:: DATA RECORDS

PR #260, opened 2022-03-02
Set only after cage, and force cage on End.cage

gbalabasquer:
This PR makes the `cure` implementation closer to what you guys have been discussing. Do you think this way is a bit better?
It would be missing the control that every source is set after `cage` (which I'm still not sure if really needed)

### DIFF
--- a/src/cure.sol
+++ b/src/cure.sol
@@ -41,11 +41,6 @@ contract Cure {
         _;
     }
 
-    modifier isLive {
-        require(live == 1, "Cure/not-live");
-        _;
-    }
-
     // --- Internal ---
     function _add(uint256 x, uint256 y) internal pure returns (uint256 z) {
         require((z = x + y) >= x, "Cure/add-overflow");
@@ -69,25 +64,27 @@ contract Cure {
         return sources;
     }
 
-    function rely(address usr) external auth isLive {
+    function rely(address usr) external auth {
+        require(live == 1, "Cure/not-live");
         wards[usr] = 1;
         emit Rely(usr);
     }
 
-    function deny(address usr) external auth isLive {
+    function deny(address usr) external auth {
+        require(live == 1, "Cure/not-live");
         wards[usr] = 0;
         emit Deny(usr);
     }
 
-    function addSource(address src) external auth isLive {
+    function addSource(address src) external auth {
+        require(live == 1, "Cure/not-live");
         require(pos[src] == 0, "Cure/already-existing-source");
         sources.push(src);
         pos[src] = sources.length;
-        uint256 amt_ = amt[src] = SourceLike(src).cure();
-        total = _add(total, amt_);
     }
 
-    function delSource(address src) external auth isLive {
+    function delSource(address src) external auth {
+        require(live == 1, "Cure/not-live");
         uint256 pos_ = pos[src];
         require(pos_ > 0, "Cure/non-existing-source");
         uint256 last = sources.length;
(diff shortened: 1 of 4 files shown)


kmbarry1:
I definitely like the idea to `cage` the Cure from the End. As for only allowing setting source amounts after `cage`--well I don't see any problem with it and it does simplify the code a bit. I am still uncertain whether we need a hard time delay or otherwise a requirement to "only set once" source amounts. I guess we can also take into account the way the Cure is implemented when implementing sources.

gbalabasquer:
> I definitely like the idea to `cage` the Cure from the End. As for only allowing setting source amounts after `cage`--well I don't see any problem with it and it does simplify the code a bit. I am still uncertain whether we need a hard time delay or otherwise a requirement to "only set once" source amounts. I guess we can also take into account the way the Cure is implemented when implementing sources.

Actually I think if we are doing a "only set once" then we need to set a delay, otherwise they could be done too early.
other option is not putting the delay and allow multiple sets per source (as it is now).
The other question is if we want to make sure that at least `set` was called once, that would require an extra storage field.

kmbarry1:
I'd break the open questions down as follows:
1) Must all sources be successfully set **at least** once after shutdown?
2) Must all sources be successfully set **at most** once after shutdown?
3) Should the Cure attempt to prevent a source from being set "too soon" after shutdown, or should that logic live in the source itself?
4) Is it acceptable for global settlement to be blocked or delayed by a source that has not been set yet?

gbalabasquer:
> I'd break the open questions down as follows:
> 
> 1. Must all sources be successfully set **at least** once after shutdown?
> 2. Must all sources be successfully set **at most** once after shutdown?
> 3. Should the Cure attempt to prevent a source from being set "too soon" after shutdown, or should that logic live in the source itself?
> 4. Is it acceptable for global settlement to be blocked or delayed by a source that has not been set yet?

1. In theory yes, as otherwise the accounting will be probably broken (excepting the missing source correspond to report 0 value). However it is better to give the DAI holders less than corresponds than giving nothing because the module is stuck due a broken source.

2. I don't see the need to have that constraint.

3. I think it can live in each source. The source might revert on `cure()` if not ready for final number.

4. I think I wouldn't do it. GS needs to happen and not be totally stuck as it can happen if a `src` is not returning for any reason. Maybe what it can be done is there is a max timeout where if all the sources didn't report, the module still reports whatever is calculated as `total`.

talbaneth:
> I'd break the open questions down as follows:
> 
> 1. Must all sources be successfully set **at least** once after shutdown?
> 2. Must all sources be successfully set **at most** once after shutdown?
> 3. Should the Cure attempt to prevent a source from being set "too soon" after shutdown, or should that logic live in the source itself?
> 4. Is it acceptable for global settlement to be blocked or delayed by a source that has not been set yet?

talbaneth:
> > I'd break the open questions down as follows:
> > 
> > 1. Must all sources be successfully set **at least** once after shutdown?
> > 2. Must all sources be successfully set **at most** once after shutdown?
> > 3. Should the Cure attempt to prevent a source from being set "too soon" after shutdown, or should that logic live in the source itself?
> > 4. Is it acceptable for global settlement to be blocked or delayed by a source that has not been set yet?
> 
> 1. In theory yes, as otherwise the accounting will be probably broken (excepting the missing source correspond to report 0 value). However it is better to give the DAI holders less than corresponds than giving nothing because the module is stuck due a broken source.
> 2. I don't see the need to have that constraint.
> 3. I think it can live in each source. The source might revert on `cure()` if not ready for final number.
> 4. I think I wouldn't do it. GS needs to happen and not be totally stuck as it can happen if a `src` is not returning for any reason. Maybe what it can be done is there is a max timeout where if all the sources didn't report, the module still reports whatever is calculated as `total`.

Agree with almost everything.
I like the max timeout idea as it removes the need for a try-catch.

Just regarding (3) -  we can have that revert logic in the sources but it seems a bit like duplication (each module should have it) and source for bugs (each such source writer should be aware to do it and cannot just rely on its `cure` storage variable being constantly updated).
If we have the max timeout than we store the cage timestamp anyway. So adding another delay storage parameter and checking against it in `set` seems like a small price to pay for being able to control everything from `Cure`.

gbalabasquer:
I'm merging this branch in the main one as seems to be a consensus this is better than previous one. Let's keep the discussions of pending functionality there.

::::
:: DATA RECORDS

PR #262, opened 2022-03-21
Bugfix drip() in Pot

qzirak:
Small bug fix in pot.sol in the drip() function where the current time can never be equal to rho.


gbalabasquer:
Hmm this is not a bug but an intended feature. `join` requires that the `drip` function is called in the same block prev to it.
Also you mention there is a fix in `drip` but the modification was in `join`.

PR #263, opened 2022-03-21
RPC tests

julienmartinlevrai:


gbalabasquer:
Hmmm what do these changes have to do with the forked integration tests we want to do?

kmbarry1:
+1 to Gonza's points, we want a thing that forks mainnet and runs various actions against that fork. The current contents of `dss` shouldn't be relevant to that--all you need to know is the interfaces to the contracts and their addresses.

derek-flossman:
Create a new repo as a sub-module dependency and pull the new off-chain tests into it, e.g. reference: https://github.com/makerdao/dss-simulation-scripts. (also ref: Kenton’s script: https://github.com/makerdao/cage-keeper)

::::

** DIRECTIONS FOR THIS TASK **
Above are some records. Copy each of their lines that holds the string "least".

** OUTPUT BELOW **
The other question is if we want to make sure that at least `set` was called once, that would require an extra storage field.
1) Must all sources be successfully set **at least** once after shutdown?
> 1. Must all sources be successfully set **at least** once after shutdown?
> 1. Must all sources be successfully set **at least** once after shutdown?
> > 1. Must all sources be successfully set **at least** once after shutdown?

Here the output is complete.